The BRF operates a large compute infrastructure to assist in solving the data analysis problems arising in the CeBiTec. Typical tasks are fuzzy searches in large files, trying to figure out similarities in different organisms. These searches usually can be carried out in parallel, so a cluster of looseley interconnected nodes is a convenient approach here. The search algorithms themselves often use matrix operations, which can be modelled in hardware in a very efficient manner. Therefore, the BRF has installed some special purpose machines, running important operations in hardware.
The BRF compute cluster currently consists of approx. 770 CPUs, which deliver a total of 3750 Cores. Compute capacity is roughly 23Tflop. A very important part of the cluster hardware is its network connectivity based on a stack of interconnected switches, which are in turn uplinked via 10GB ethernet to the redundant filers. The filers offer a total storage capacity of 433Tb, backed up by 1290Tb of tape.
The scheduling system used at CeBiTec is Oracle Grid Engine - OGE (formerly known as Sun Grid Engine - SGE), most applications use the DRMAA interface to OGE, so job submission is quite portable.
Batch / Interactive Queues
To grant access to the appropriate resources, a system of various queues has been configured in OGE. The most important queue classes are 1.) Interactive queues, which are used through a special shell wrapper and offer (as the name predicts) interactive, shell based access to some of the compute hosts. 2.) batch queues, which are the fallback for all jobs submitted without any parameters. Jobs submitted here are distributed among most of the hosts, primarily on a first come/first serve basis. There is a number of other queue classes for jobs with other profiles, like long running jobs or jobs which are serving a webinterface, but these queue classes have to be specified at job submission time, and not every user is allowed to use each queue class.

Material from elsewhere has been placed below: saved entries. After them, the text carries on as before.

PR #1144, opened 2026-09-04
Fix TTL write with Kafka NO_TIMESTAMP being stored expired in 1970 (#1141)

### LINKED ISSUE #1141: TTL write with Kafka NO_TIMESTAMP can be stored expired in 1970 and swept immediately
## Summary

A `state.set(..., ttl=...)` write whose record carries Kafka's `NO_TIMESTAMP`
(`-1`) can be stored with an expiry in **1970**, so the record is already expired
the moment it lands and the next TTL sweep deletes it.

It needs a batch that contains **both** an un-timestamped and a normally
timestamped `ttl=` write, on a store that has not yet flipped into TTL mode.

## Why the expiry lands in 1970

`_compute_stamp` derives the expiry as `timestamp + ttl`. It rejects a `None`
timestamp and a non-positive expiry, but **not** a negative timestamp that still
yields a positive expiry:

```
timestamp = -1  (Kafka NO_TIMESTAMP)
ttl       = 5s
expiry    = -1 + 5000 = 4999 ms after the epoch  ->  1 Jan 1970
```

That stamp is recorded in `_pending_stamps`. On an unflipped store the write
itself does not trigger the flip — `advance_high_water` ignores negative
timestamps, so such a write cannot anchor a migration and is deliberately
excluded from setting `_batch_has_ttl_writes`. But the **pending stamp is still
recorded**, so if any *other* write in the same batch flips the store,
`_restamp_default_cf_cache_for_flip` applies it and the record is written with
the 1970 expiry.

Sites (all four have the same shape):

- `quixstreams/state/rocksdb/transaction.py:295` (`set`) and `:377` (`set_bytes`)
- `quixstreams/state/memory/partition.py:1718` and `:1786`

```python
if timestamp is not None and timestamp >= 0:
    self._batch_has_ttl_writes = True          # flip trigger correctly withheld
self._track_batch_ttl_ms(ttl)
key_serialized = self._serialize_key(key, prefix=prefix)
self._pending_stamps[(prefix, key_serialized)] = stamp   # <-- recorded anyway
```

## Impact

Silent data loss for that key: it is written, immediately considered expired
against any real event-time high-water, and swept on the next flush. Nothing is
logged.

Reachability is narrow — it needs an un-timestamped record *and* a timestamped
one in the same checkpoint, on a store that flips in that same batch — but
`NO_TIMESTAMP` arrives from any producer that does not set a timestamp, and the
flip happens exactly once per store, during migration.

Note this is a **regression introduced while fixing a crash** on the same path:
previously such a write triggered the flip with no high-water and raised
`IncompatibleStateStoreError` out of the flush (a crash loop). Withholding the
flip trigger removed the crash but left the stamp behind, which moved the failure
from "loud crash" to "silent delete".

## Suggested fix

Record the pending stamp under the same condition as the flip trigger:

```python
key_serialized = self._serialize_key(key, prefix=prefix)
if timestamp is not None and timestamp >= 0:
    self._batch_has_ttl_writes = True
    self._pending_stamps[(prefix, key_serialized)] = stamp
else:
    logger.warning(
        "state.set(..., ttl=...) carried timestamp=%s, which cannot anchor an "
        "expiry; storing the record without one.", timestamp,
    )
self._track_batch_ttl_ms(ttl)
```

This relies on an existing contract — keys present in `_update_cache` but absent
from `_pending_stamps` are treated as `SENTINEL_NEVER` at flip time — so the
record becomes never-expiring instead of born-expired. That trades silent
deletion for silent non-expiry, which is the safer direction for a dedup store,
and the warning makes it visible.

`_track_batch_ttl_ms(ttl)` should stay outside the guard: it feeds the implicit
legacy TTL used when a populated store flips without `legacy_records_ttl`, and
the *duration* is still valid information even when the anchor is not.

Two alternatives considered and rejected:

- **Reject the write** with `ValueError` — breaks
  `TestNegativeEventTimeGuard::test_negative_first_timestamp_does_not_crash_high_water`,
  which deliberately requires such writes to be accepted.
- **Anchor on the batch's high-water** (`high_water + ttl`) — gives the record a
  real TTL, but invents an event-time anchor for a record that has none and makes
  the result depend on write order within the batch.

## Test gap

`tests/test_quixstreams/test_state/test_rocksdb/test_no_timestamp_flip.py::
test_a_later_good_timestamp_in_the_same_batch_still_flips` already constructs
exactly this batch and asserts only that the store flipped. It should also assert
the un-anchorable key's stamp is `SENTINEL_NEVER` rather than a 1970 expiry —
that assertion is red on current code.

nirajkumarbarot:
Closes #1141

## Summary

A `state.set(..., ttl=...)` write whose record carries Kafka's `NO_TIMESTAMP` (`-1`) could be stored with an expiry in 1970, making the record already expired the moment it lands — deleted silently on the very next TTL sweep.

## Root cause

In `set()` / `set_bytes()` (both `RocksDBPartitionTransaction` and `MemoryPartitionTransaction`), an un-timestamped write correctly avoided setting `_batch_has_ttl_writes` (so it couldn't wrongly trigger the store flip), but its computed stamp - a bogus `NO_TIMESTAMP (-1) + ttl` expiry was still recorded in `_pending_stamps` unconditionally:

```python
if timestamp is not None and timestamp >= 0:
    self._batch_has_ttl_writes = True   # flip trigger correctly withheld
self._pending_stamps[(prefix, key_serialized)] = stamp   # <-- recorded anyway
```

If any *other* write in the same batch flipped the store, the stale stamp was applied to this record via `_restamp_default_cf_cache_for_flip`, producing a born-expired record with nothing logged.

## Fix

Record the pending stamp under the same condition as the flip trigger:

Currently, the BRF operates three different architectures of specialized hardware for Life Science applications. We are using 4 TimeLogic DeCypher machines, equipped with a total of 12 DeCypher cards. The TimeLogic systems offer their own implementations of several bioinformatics applications with a significant (up to 300x ) speedup compared to general purpose intel machines. The applications are available as well documented packages. Furthermore, 3 machines are equippped wiith NVIDIA GPUs, where CuDA software, developed by the BRF is compiled and run. Last but not least we are using one Convey HC1ex hybrid core system. This is a system where an FPGA-Card is used as coprocessor. In contrast to the DeCypher systems this means that the FPGA can access the system memory with the same bandwith as the CPU does. For this system we utilize the precompiled packages for bioinformatics applications but we have also started to develop our own software tools.